■ Exercise objective: Nothing but an exact repetition of the listing should be returned.

■ Exercise materials:

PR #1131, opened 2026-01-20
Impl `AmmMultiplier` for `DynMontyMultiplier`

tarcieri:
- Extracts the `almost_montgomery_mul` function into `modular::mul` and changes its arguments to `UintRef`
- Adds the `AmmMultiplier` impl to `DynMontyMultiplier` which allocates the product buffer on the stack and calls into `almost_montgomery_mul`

■ Reply to the exercise:
PR #1131, opened 2026-01-20
Impl `AmmMultiplier` for `DynMontyMultiplier`

tarcieri:
- Extracts the `almost_montgomery_mul` function into `modular::mul` and changes its arguments to `UintRef`
- Adds the `AmmMultiplier` impl to `DynMontyMultiplier` which allocates the product buffer on the stack and calls into `almost_montgomery_mul`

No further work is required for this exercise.